(Collected data)
Start of Block
PR #49, opened 2021-03-17
RM-7605: Convert BocAutoCompleteReferenceValue.js and related JavaScript files in ObjectBinding.Web to TypeScript (Part 1)

Stefan-Ilic:
https://re-motion.atlassian.net/browse/RM-7605


Remotion/ObjectBinding/Web.ClientScript/Scripts/BocReferenceValueBase.ts
```diff
@@ -0,0 +1,223 @@
...
+  {
+    ArgumentUtility.CheckTypeIsObject('command', command);
+    command.removeAttr('href');
+    command.removeAttr('onclick');
+    command.removeAttr('title');
+    command.removeAttr('target');
+    command.removeClass('hasIcon');
+  };
+}
+
```
MichaelKetting, line 213: ?

Remotion/ObjectBinding/Web.ClientScript/Scripts/BocReferenceValueBase.ts
```diff
@@ -0,0 +1,223 @@
...
+// re-motion is distributed in the hope that it will be useful, 
+// but WITHOUT ANY WARRANTY; without even the implied warranty of 
+// MERCHANTABILITY or FITNESS FOR A PARTICULAR PURPOSE. See the 
+// GNU Lesser General Public License for more details.
+// 
+// You should have received a copy of the GNU Lesser General Public License
+// along with re-motion; if not, see http://www.gnu.org/licenses.
+// 
+
+type ResourceIdentifier = {
```
MichaelKetting, line 18: No public names without the type name as prefix. 

`BocReferenceValueBase_Resources`

Remotion/ObjectBinding/Web.ClientScript/Scripts/BocReferenceValueBase.ts
```diff
@@ -0,0 +1,223 @@
...
+  LoadIconFailedErrorMessage: string,
+  LoadDataFailedErrorMessage: string,
+  SearchStringForDropDownDoesNotMatchRegexMessage: string,
+  NoDataFoundMessage: string,
+  InternetExplorerScreenReaderLabelText: string
+}
+
+type SearchStringValidationInfo = {
```
MichaelKetting, line 26: BocReferenceValueBase_SearchStringValidationInfo

Remotion/ObjectBinding/Web.ClientScript/Scripts/BocReferenceValueBase.ts
```diff
@@ -0,0 +1,223 @@
...
+  ValidSearchStringRegex: string,
+  ValidSearchStringForDropDownRegex: string,
+  SearchStringForDropDownDoesNotMatchRegexMessage: string,
+  IgnoreSearchStringForDropDownUponValidInput: string
+}
+
+type CommandInfo = {
```
MichaelKetting, line 33: BocReferenceValueBase_CommandInfo

Remotion/ObjectBinding/Web.ClientScript/Scripts/BocReferenceValueBase.ts
```diff
@@ -0,0 +1,223 @@
...
+  href: Nullable<string>,
+  target: Nullable<string>,
+  onClick: Nullable<string>,
+  title: Nullable<string>
+}
+
+type IconContext = {
```
MichaelKetting, line 40: BocReferenceValueBase_IconContext

Remotion/ObjectBinding/Web.ClientScript/Scripts/BocReferenceValueBase.ts
```diff
@@ -0,0 +1,223 @@
...
+  businessObjectClass: Nullable<string>,
+  arguments: Nullable<string>
+}
+
+type ErrorHandler = (error: Sys.Net.WebServiceError) => void
```
MichaelKetting, line 45: BocReferenceValueBase_ErrorHandler

Remotion/ObjectBinding/Web.ClientScript/Scripts/BocReferenceValueBase.ts
```diff
@@ -0,0 +1,223 @@
...
+
+type IconInformation = {
```
MichaelKetting, line 47: BocReferenceValueBase_IconInformation

Remotion/ObjectBinding/Web.ClientScript/Scripts/BocReferenceValueBase.ts
```diff
@@ -0,0 +1,223 @@
...
+    {
+      var pageRequestManager = Sys.WebForms.PageRequestManager.getInstance();
+      if (pageRequestManager.get_isInAsyncPostBack())
+        return oldCommand;
+
+      var params: any = { businessObject: businessObject };
+      for (var propertyName in iconContext)
+        params[propertyName] = (iconContext as any)[propertyName];
+
+      Sys.Net.WebServiceProxy.invoke(
```
MichaelKetting, line 94: Use WebServiceProxyInvokeFunction<TResult, TUserContext> as type. See Utilities.WebServiceUtility.

Also, TODO for changing implementation to use WebServiceUtility.Execute instead of doing the calls manually here and in BocAutoCompleteReferenceValue.jquery.js. I'd almost say that we change it immediately but it's just a bit out of scope and we don't really have that much extra work just fixing the typings right now.

Remotion/ObjectBinding/Web.ClientScript/Scripts/BocReferenceValueBase.ts
```diff
@@ -0,0 +1,223 @@
...
+    oldCommand.replaceWith(newCommand);
+
+    if (isIconUpdateEnabled)
+    {
+      var pageRequestManager = Sys.WebForms.PageRequestManager.getInstance();
+      if (pageRequestManager.get_isInAsyncPostBack())
+        return oldCommand;
+
+      var params: any = { businessObject: businessObject };
+      for (var propertyName in iconContext)
```
MichaelKetting, line 91: @a-ctor This is a simple property-copy from one type to another. Is there a better way to write this? Should we make a utility for this?

Remotion/ObjectBinding/Web.ClientScript/Scripts/BocReferenceValueBase.ts
```diff
@@ -0,0 +1,223 @@
...
+    for (var i = 0; i < oldCommandAttributes.length; i++)
+    {
+      var value = oldCommandAttributes[i].nodeValue;
+      if (value != null && value != '')
+        newCommand.attr(oldCommandAttributes[i].nodeName, value);
+    }
+
+    for (var property in tempCommandInfo)
+    {
+      var value: Nullable<string> = "" + (tempCommandInfo as any)[property]; // TODO is there a better way to do this?
```
MichaelKetting, line 154: @a-ctor see todo, but given we're going to be dropping the command, we shouldn't invest here.

also, single quotes instead of double quotes.

MichaelKetting, line 154: While string + null = null, this is still really non-intutive in the end. We should not use string contact to mimic casting or auto-conversion.

Remotion/ObjectBinding/Web.ClientScript/Scripts/BocReferenceValueBase.ts
```diff
@@ -0,0 +1,223 @@
...
+      var params: any = { businessObject: businessObject };
+      for (var propertyName in iconContext)
+        params[propertyName] = (iconContext as any)[propertyName];
+
+      Sys.Net.WebServiceProxy.invoke(
+          controlServiceUrl!,
+          'GetIcon',
+          false,
+          params,
+          function (result: string, eventArgs: Sys.EventArgs): void
```
MichaelKetting, line 99: `result` is not of type string byt of type `IconInformation`

Remotion/ObjectBinding/Web.ClientScript/Scripts/BocReferenceValueBase.ts
```diff
@@ -0,0 +1,223 @@
...
+
+type IconInformation = {
+  Url: string,
+  AlternateText: string,
+  ToolTip: string,
+  Width: number,
+  Height: number
+}
+
+class BocReferenceValueBase
```
MichaelKetting, line 55: This is from it's intention a base type for the two ReferenceValue-types. @a-ctor is there a way to express this in TypeScript? If so, we might want to consider a follow-up task to improve this code.

Remotion/ObjectBinding/Web.ClientScript/Scripts/BocReferenceValue.ts
```diff
@@ -0,0 +1,105 @@
...
+// re-motion is distributed in the hope that it will be useful, 
+// but WITHOUT ANY WARRANTY; without even the implied warranty of 
+// MERCHANTABILITY or FITNESS FOR A PARTICULAR PURPOSE. See the 
+// GNU Lesser General Public License for more details.
+// 
+// You should have received a copy of the GNU Lesser General Public License
+// along with re-motion; if not, see http://www.gnu.org/licenses.
+// 
+
+class BocReferenceValue {
```
MichaelKetting, line 18: open parens in next line, drop the blank lines

Remotion/ObjectBinding/Web.ClientScript/Scripts/BocReferenceValue.ts
```diff
@@ -0,0 +1,105 @@
...
+    ArgumentUtility.CheckNotNullAndTypeIsBoolean('isAutoPostBackEnabled', isAutoPostBackEnabled);
+    ArgumentUtility.CheckNotNullAndTypeIsBoolean('isIconUpdateEnabled', isIconUpdateEnabled);
+    if (isIconUpdateEnabled)
+      ArgumentUtility.CheckNotNullAndTypeIsString('controlServiceUrl', controlServiceUrl);
+    if (isIconUpdateEnabled)
+      ArgumentUtility.CheckNotNullAndTypeIsObject('iconContext', iconContext);
+    ArgumentUtility.CheckTypeIsObject('commandInfo', commandInfo);
+    ArgumentUtility.CheckNotNullAndTypeIsObject('resources', resources);
+
+    dropDownList.change(function () {
```
MichaelKetting, line 43: fix open-parens in file.

Remotion/ObjectBinding/Web.ClientScript/Scripts/BocAutoCompleteReferenceValue.ts
```diff
@@ -0,0 +1,323 @@
...
+// re-motion is distributed in the hope that it will be useful, 
+// but WITHOUT ANY WARRANTY; without even the implied warranty of 
+// MERCHANTABILITY or FITNESS FOR A PARTICULAR PURPOSE. See the 
+// GNU Lesser General Public License for more details.
+// 
+// You should have received a copy of the GNU Lesser General Public License
+// along with re-motion; if not, see http://www.gnu.org/licenses.
+// 
+
+type Item = { UniqueIdentifier: string, DisplayName: string }
```
MichaelKetting, line 18: `BocAutoCompleteReferenceValue_Item`

Remotion/ObjectBinding/Web.ClientScript/Scripts/BocAutoCompleteReferenceValue.ts
```diff
@@ -0,0 +1,323 @@
...
+
+    BocAutoCompleteReferenceValue._itemBackUp = null;
+    BocAutoCompleteReferenceValue._isInvalidated = false;
+    BackupItemData(hiddenField.val(), textbox.val());
+    BocAutoCompleteReferenceValue._command = command;
+    BocAutoCompleteReferenceValue._commandBackUp = command;
+    BocAutoCompleteReferenceValue._selectListID = baseID + '_Results';
+    BocAutoCompleteReferenceValue._informationPopUpID = baseID + '_Information';
+
+    if (BrowserUtility.GetIEVersion() > 0) {
```
MichaelKetting, line 72: fix open-parens in file

Remotion/ObjectBinding/Web.ClientScript/Scripts/BocAutoCompleteReferenceValue.ts
```diff
@@ -0,0 +1,323 @@
...
+// You should have received a copy of the GNU Lesser General Public License
+// along with re-motion; if not, see http://www.gnu.org/licenses.
+// 
+
+type Item = { UniqueIdentifier: string, DisplayName: string }
+
+class BocAutoCompleteReferenceValue
+{
+
+  private static _itemBackUp: Nullable<Item>;
```
MichaelKetting, line 23: Those are instance fields

Remotion/ObjectBinding/Web.ClientScript/Scripts/BocAutoCompleteReferenceValue.ts
```diff
@@ -0,0 +1,323 @@
...
+
+    var hiddenField = <HTMLInputElement | null>document.getElementById(referenceValueHiddenFieldID);
+    if (hiddenField == null || hiddenField.value == nullValueString)
+      return 0;
+
+    return 1;
+  };
+}
+
+function Initialize(
```
MichaelKetting, line 298: this would be a static function on the class.

Remotion/ObjectBinding/Web.ClientScript/Scripts/BocAutoCompleteReferenceValue.ts
```diff
@@ -0,0 +1,323 @@
...
+      return searchString;
+    }
+  };
+
+  //  Returns the number of rows selected for the specified ReferenceValue
+  public static GetSelectionCount (referenceValueHiddenFieldID: string, nullValueString: string): number {
+    ArgumentUtility.CheckNotNullAndTypeIsString('referenceValueHiddenFieldID', referenceValueHiddenFieldID);
+    ArgumentUtility.CheckNotNullAndTypeIsString('nullValueString', nullValueString);
+
+    var hiddenField = <HTMLInputElement | null>document.getElementById(referenceValueHiddenFieldID);
```
MichaelKetting, line 290: Nullable<HtmlInputElement>

MichaelKetting (changes requested):

Remotion/ObjectBinding/Web.ClientScript/Scripts/BocReferenceValueBase.ts
a-ctor: Class inheritance is done using `extends` instead of `:` but otherwise behaves similarly

Remotion/ObjectBinding/Web.ClientScript/Scripts/BocReferenceValueBase.ts
a-ctor: `Object.assign(params, iconContext)`

Remotion/ObjectBinding/Web.ClientScript/Scripts/BocReferenceValueBase.ts
MichaelKetting: sounds good. @Stefan-Ilic please make a follow-up ticket with TODO comment for this.

Remotion/ObjectBinding/Web.ClientScript/Scripts/BocReferenceValueBase.ts
MichaelKetting: @Stefan-Ilic please add a ticket + todo for this.
@a-ctor do we have other places where this is already needed / already a ticket for this?

Remotion/ObjectBinding/Web.ClientScript/Scripts/BocReferenceValueBase.ts
a-ctor: `tempCommandInfo` should have the type `Dictionary<unknown>`, allowing arbitrary properties to exist on the object. Since the property is not actually limited to the four properties that are currently assigned.

Remotion/ObjectBinding/Web.ClientScript/Scripts/BocReferenceValueBase.ts
a-ctor: There are some places where `jQuery.extends` is used which is the same functionality. But for this "raw" js usage we do not have an issue yet

MichaelKetting: okay, so those issues get fixed during the jquery migration anyway. we might want to fix this issue together with the query stuff, just because it's the same usecase, but I'm not tied to it.

Remotion/ObjectBinding/Web.ClientScript/Scripts/BocReferenceValueBase.ts
Stefan-Ilic: I'm afraid I don't know what `?` exactly means, please take a moment to appreciate this comment from my point of view

image

MichaelKetting: There's a bunch ob empty lines starting right at the ? and going all the way down to the end of the file. I do admit, I thought it would enough of a hint to point right at the issue without spelling it out. My bad.

Stefan-Ilic: I'm afraid spelling these things out is necessary probably more often than not, especially without the proper context. I would have understood if you had made a multi line comment showing most of the empty lines (those are there btw because it's very much a work in progress after all, I didn't review it myself yet because I'm working on the other files)

Nonetheless, thanks for clarifying that bit, now I get it

MichaelKetting: Ah, multi-line comments, that's a thing? Cool. The comment overview instead of looking at the sources, there is often an embarassing lack of context. Github could do better in this type of situation.

Stefan-Ilic: yes the multi line thing actually helps a lot

hZntfql633

Stefan-Ilic: my cursor looks like it had too much coffee but you get the gist

Remotion/ObjectBinding/Web.ClientScript/Scripts/BocReferenceValueBase.ts
Stefan-Ilic: Is this okay?:

```js
var value: Nullable<string> = String(tempCommandInfo[property]);
```

MichaelKetting: @a-ctor ?

Remotion/ObjectBinding/Web.ClientScript/Scripts/BocAutoCompleteReferenceValue.jquery.ts
```diff
@@ -1512,12 +1577,12 @@
...
 
       var popUpDiv = popUp.children ('div');
-      var contentHeight = Math.max(0, Math.max(popUpDiv.children().map(function () { return this.offsetHeight + this.offsetTop; }).get()));
+      var contentHeight = Math.max(0, Math.max(parseInt(String(popUpDiv.children().map(function (this: JQuery) { return this.offsetHeight + this.offsetTop; }).get()))));
 
       var contentWidth = popUp.data('popUpContentWidth');
       if (!isVisibe)
       {
-        contentWidth = Math.max(0, Math.max(popUpDiv.children().map(function () { return this.offsetWidth + this.offsetLeft; }).get()));
+        contentWidth = Math.max(0, Math.max(parseInt(String(popUpDiv.children().map(function (this: JQuery) { return this.offsetWidth + this.offsetLeft; }).get()))));
```
a-ctor, line 1585: These are both issues and we should for now do a `as any` cast. The conversion to string and parsing back to number has a different behavior from the previous code. But the previous code is already broken since an array is passed to `Math.max` (without a spread operator). 

This has the following wonderful behvior:
```js
Math.max( [] ); // 0
Math.max( [34] ); // 34
Math.max( [34, 12] ); // NaN
```

This should be a bug issue

Remotion/ObjectBinding/Web.ClientScript/Scripts/BocAutoCompleteReferenceValue.jquery.ts
```diff
@@ -1486,11 +1537,15 @@
         var documentWidth = number($(window).width());
         var documentHeight = number($(window).height());
 
-        var space = new Object();
-        space.top = offset.top - scrollTop;
-        space.bottom = documentHeight - ((offset.top + height) - scrollTop);
-        space.left = offset.left - scrollLeft;
-        space.right = documentWidth - ((offset.left + width) - scrollLeft);
+        var space: Space = {
```
a-ctor, line 1540: That type is not quite correct because the `spaceVertical`, `spaceHorizontal`, and `space` are actually never null. For now just do an `any` type or save all the properties in variables and create the type from that. This way we can remove the nullability from the `Space` type.

a-ctor (changes requested):

Remotion/ObjectBinding/Web.ClientScript/Scripts/BocAutoCompleteReferenceValue.ts
Stefan-Ilic: Does that work? C# only calls static members and methods and does not save an instance of the class to operate on it as far as I'm aware

MichaelKetting: That's not correct. The initialize function got all the parameters and did a ton of closures and thus passed the values along when intantiating the closure. Now, a bunch of statics is populated with information that's specfic to individual calls of Initialize. Best case, it works but the data is just invalid after each invocation and the final invocations leaves said invalid data behind. Worst case: something gets captured and a field is lazy evaluated and then the subsequent calls have wrong state.

Either way: the expressed semantics would be wrong.

Remotion/ObjectBinding/Web.ClientScript/Scripts/BocAutoCompleteReferenceValue.jquery.ts
Stefan-Ilic: Thanks for the nice examples, I'll create a ticket right away

Remotion/ObjectBinding/Web.ClientScript/Scripts/BocReferenceValueBase.ts
```diff
@@ -0,0 +1,211 @@
...
+    ArgumentUtility.CheckTypeIsString('businessObject', businessObject);
+
+    var newCommand = $('<a/>');
+
+    var tempCommandInfo: Dictionary<unknown> = {
+      href: null,
+      target: null,
+      onClick: null,
+      title: null
+    }
```
a-ctor, line 125: The initialization is not needed here and might cause problem in certain situations. We can also type the dictionary to `Nullable<string>`

```suggestion
    var tempCommandInfo: Dictionary<Nullable<string>> = {};
```

Remotion/ObjectBinding/Web.ClientScript/Scripts/BocReferenceValueBase.ts
```diff
@@ -0,0 +1,211 @@
...
+    for (var i = 0; i < oldCommandAttributes.length; i++)
+    {
+      var value = oldCommandAttributes[i].nodeValue;
+      if (value != null && value != '')
+        newCommand.attr(oldCommandAttributes[i].nodeName, value);
+    }
+
+    for (var property in tempCommandInfo)
+    {
+      var value: Nullable<string> = String(tempCommandInfo[property]);
```
a-ctor, line 153: We can keep the original code here but need to use `const` instead of `var` to make TypeScript happy.

```suggestion
      const value = tempCommandInfo[property];
```

Remotion/ObjectBinding/Web.ClientScript/Scripts/BocReferenceValueBase.ts
```diff
@@ -0,0 +1,211 @@
...
+      {
+        tempCommandInfo.href = String.format(commandInfo.href, businessObject);
+      }
+    }
+
+    var oldCommandAttributes = oldCommand[0].attributes;
+
+    for (var i = 0; i < oldCommandAttributes.length; i++)
+    {
+      var value = oldCommandAttributes[i].nodeValue;
```
a-ctor, line 146: Use `const` here since we need to use it below.

```suggestion
      const value = oldCommandAttributes[i].nodeValue;
```

Remotion/ObjectBinding/Web.ClientScript/Scripts/BocReferenceValue.ts
```diff
@@ -0,0 +1,115 @@
...
+  public static Initialize (
+    dropDownList: JQuery,
+    command: JQuery,
+    nullValueString: string,
+    isAutoPostBackEnabled: boolean,
+    isIconUpdateEnabled: boolean,
+    controlServiceUrl: string,
+    iconContext: BocReferenceValueBase_IconContext,
+    commandInfo: BocReferenceValueBase_CommandInfo,
+    resources: BocReferenceValueBase_Resources): void
```
a-ctor, line 29:
```suggestion
    dropDownList: JQuery,
    command: Nullable<JQuery>,
    nullValueString: string,
    isAutoPostBackEnabled: boolean,
    isIconUpdateEnabled: boolean,
    controlServiceUrl: string,
    iconContext: BocReferenceValueBase_IconContext,
    commandInfo: Nullable<BocReferenceValueBase_CommandInfo>,
    resources: BocReferenceValueBase_Resources): void
```

Remotion/ObjectBinding/Web.ClientScript/Scripts/BocAutoCompleteReferenceValue.ts
```diff
@@ -0,0 +1,352 @@
...
+    combobox: JQuery, textbox: JQuery, hiddenField: JQuery, button: JQuery, command: JQuery, controlServiceUrl: string,
+    completionSetCount: number, dropDownDisplayDelay: number, dropDownRefreshDelay: number, selectionUpdateDelay: number,
+    searchStringValidationInfo: BocReferenceValueBase_SearchStringValidationInfo,
+    nullValueString: string,
+    isAutoPostBackEnabled: boolean,
+    searchContext: boolean,
+    isIconUpdateEnabled: boolean,
+    iconContext: BocReferenceValueBase_IconContext,
+    commandInfo: BocReferenceValueBase_CommandInfo,
+    resources: BocReferenceValueBase_Resources)
```
a-ctor, line 40:
```suggestion
  constructor (
    baseID: Nullable<string>,
    combobox: JQuery, textbox: JQuery, hiddenField: JQuery, button: JQuery, command: Nullable<JQuery>, controlServiceUrl: string,
    completionSetCount: number, dropDownDisplayDelay: number, dropDownRefreshDelay: number, selectionUpdateDelay: number,
    searchStringValidationInfo: BocReferenceValueBase_SearchStringValidationInfo,
    nullValueString: string,
    isAutoPostBackEnabled: boolean,
    searchContext: object,
    isIconUpdateEnabled: boolean,
    iconContext: BocReferenceValueBase_IconContext,
    commandInfo: Nullable<BocReferenceValueBase_CommandInfo>,
    resources: BocReferenceValueBase_Resources)
```

Remotion/ObjectBinding/Web.ClientScript/Scripts/BocAutoCompleteReferenceValue.ts
```diff
@@ -0,0 +1,352 @@
...
+// 
+
+type BocAutoCompleteReferenceValue_Item = { UniqueIdentifier: string, DisplayName: string }
+
+class BocAutoCompleteReferenceValue //TODO RM-7715 - Make the TypeScript classes BocReferenceValue and BocAutoCompleteReferenceValue inherit from BocReferenceValueBase
+{
+  private _itemBackUp: Nullable<BocAutoCompleteReferenceValue_Item>;
+  private _isInvalidated: boolean;
+  private _command: JQuery;
+  private _commandBackUp: JQuery;
```
a-ctor, line 25:
```suggestion
  private _command: Nullable<JQuery>;
  private _commandBackUp: Nullable<JQuery>;
```

Remotion/ObjectBinding/Web.ClientScript/Scripts/BocAutoCompleteReferenceValue.ts
```diff
@@ -0,0 +1,352 @@
...
+    combobox: JQuery, textbox: JQuery, hiddenField: JQuery, button: JQuery, command: JQuery, controlServiceUrl: string,
+    completionSetCount: number, dropDownDisplayDelay: number, dropDownRefreshDelay: number, selectionUpdateDelay: number,
+    searchStringValidationInfo: BocReferenceValueBase_SearchStringValidationInfo,
+    nullValueString: string,
+    isAutoPostBackEnabled: boolean,
+    searchContext: boolean,
+    isIconUpdateEnabled: boolean,
+    iconContext: BocReferenceValueBase_IconContext,
+    commandInfo: BocReferenceValueBase_CommandInfo,
+    resources: BocReferenceValueBase_Resources): void
```
a-ctor, line 337:
```suggestion
  public static Initialize(
    baseID: Nullable<string>,
    combobox: JQuery, textbox: JQuery, hiddenField: JQuery, button: JQuery, command: Nullable<JQuery>, controlServiceUrl: string,
    completionSetCount: number, dropDownDisplayDelay: number, dropDownRefreshDelay: number, selectionUpdateDelay: number,
    searchStringValidationInfo: BocReferenceValueBase_SearchStringValidationInfo,
    nullValueString: string,
    isAutoPostBackEnabled: boolean,
    searchContext: object,
    isIconUpdateEnabled: boolean,
    iconContext: BocReferenceValueBase_IconContext,
    commandInfo: Nullable<BocReferenceValueBase_CommandInfo>,
    resources: BocReferenceValueBase_Resources): void
```

Remotion/ObjectBinding/Web.ClientScript/Scripts/BocAutoCompleteReferenceValue.ts
```diff
@@ -0,0 +1,352 @@
...
+        }
+        out.Value = actualItem;
+      }
+      finally
+      {
+        this._isInvalidated = false;
+      }
+    });
+
+    function RestoreCommand(autocomplete: BocAutoCompleteReferenceValue)
```
a-ctor, line 249: We should not modify the existing functions but instead use the `this` parameter. Since those functions also use the parameters of the function it gets a bit tricky since we cannot convert them to methods.

Instead we can convert the methods into variables and assign lambdas to them. e.g. `const RestoreCommand = () => { ... }`. This allows them to use `this` instead of introducing a new parameter. Since those methods are used above we need to moved them above their usage.

Remotion/ObjectBinding/Web.ClientScript/Scripts/BocAutoCompleteReferenceValue.ts
```diff
@@ -0,0 +1,352 @@
...
+      {
+        extraParams: searchContext,
+        isAutoPostBackEnabled: isAutoPostBackEnabled,
+        nullValue: nullValueString, // the hidden field value indicating that no value has been selected
+        searchStringValidationParams:
+        {
+          inputRegex: new RegExp(searchStringValidationInfo.ValidSearchStringRegex),
+          dropDownTriggerRegex: new RegExp(searchStringValidationInfo.ValidSearchStringForDropDownRegex),
+          dropDownTriggerRegexFailedMessage: searchStringValidationInfo.SearchStringForDropDownDoesNotMatchRegexMessage,
+          getDropDownSearchString: function (this: BocAutoCompleteReferenceValue, searchString: string)
```
a-ctor, line 126: Be careful when adding a `this: xxx` parameter to a function. TypeScript cannot validate if the correct `this` is provided. In this case, `this` will not be what you expect it to be. Instead a lambda expression should be used to capture the current `this` context.

a-ctor (changes requested):
`BocAutoCompleteReferenceValue` still needs a bit of work, the other files just have minor typing mismatches.

Remotion/ObjectBinding/Web.ClientScript/Scripts/typings/jquery/jquery.d.ts
```diff
@@ -2331,7 +2331,7 @@ interface JQuery {
      * @param eventType A string containing one or more DOM event types, such as "click" or "submit," or custom event names.
      * @param handler A function to execute each time the event is triggered.
      */
-    bind(eventType: string, handler: (eventObject: JQueryEventObject) => any): JQuery;
+    bind(eventType: string, handler: (eventObject: JQueryEventObject, ...eventHandlerArgs: any[]) => any): JQuery;
```
Stefan-Ilic, line 2334: @a-ctor I chased the bugs for a while and it finally seems that this was it. It doesn't say anywhere in the official docs that this is supposed to be the signature but it's apparently hidden away in the examples of the `bind` [docs](https://api.jquery.com/bind/):

```js
$( "p" ).bind( "myCustomEvent", function( e, myName, myValue ) {
  $( this ).text( myName + ", hi there!" );
  $( "span" )
    .stop()
    .css( "opacity", 1 )
    .text( "myName = " + myName )
    .fadeIn( 30 )
    .fadeOut( 1000 );
  });
```

I deleted the second argument anywhere where it was used since it didn't match the signature provided in this file and it looks like that's what caused the builds to fail

Remotion/ObjectBinding/Web.ClientScript/Scripts/BocAutoCompleteReferenceValue.ts
```diff
@@ -0,0 +1,353 @@
...
+    {
+      if (this._isInvalidated)
+        return;
+
+        this._isInvalidated = true;
+
+      hiddenField.val(nullValueString);
+      UpdateCommand(nullValueString);
+      //Do not fire change-event
+    }).updateResult((e: any, item: BocAutoCompleteReferenceValue_Item, out: any) => //TODO what is this
```
a-ctor, line 244: The type of `out` is `{ Value: Nullable<BocAutoCompleteReferenceValue_Item> }` but we should create a separate type for it. Maybe `BocAutoCompleteReferenceValue_UpdateResult` and use it here as type. And `e` is of type `JQueryEventObject`.

a-ctor (changes requested):

a-ctor (approved):

Remotion/ObjectBinding/Web.ClientScript/Scripts/BocAutoCompleteReferenceValue.jquery.ts
```diff
@@ -807,11 +852,11 @@
             }
         };
 
-        function parse(data) {
+        function parse(data: string | string[]) {
```
MichaelKetting, line 855: Where do we get data as `string[]`?

Remotion/ObjectBinding/Web.ClientScript/Scripts/BocAutoCompleteReferenceValue.jquery.ts
```diff
@@ -807,11 +852,11 @@
...
             var parsed = [];
-            var rows = data.split("\n");
+            var rows = (data as string).split("\n");
             for (var i = 0; i < rows.length; i++) {
-                var row = $.trim(rows[i]);
+                var row: string | string[] = $.trim(rows[i]);
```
End of Block
### [To do]
Could you filter the entries above for lines holding the string "signature" and copy them?

### [Result]
Stefan-Ilic, line 2334: @a-ctor I chased the bugs for a while and it finally seems that this was it. It doesn't say anywhere in the official docs that this is supposed to be the signature but it's apparently hidden away in the examples of the `bind` [docs](https://api.jquery.com/bind/):
I deleted the second argument anywhere where it was used since it didn't match the signature provided in this file and it looks like that's what caused the builds to fail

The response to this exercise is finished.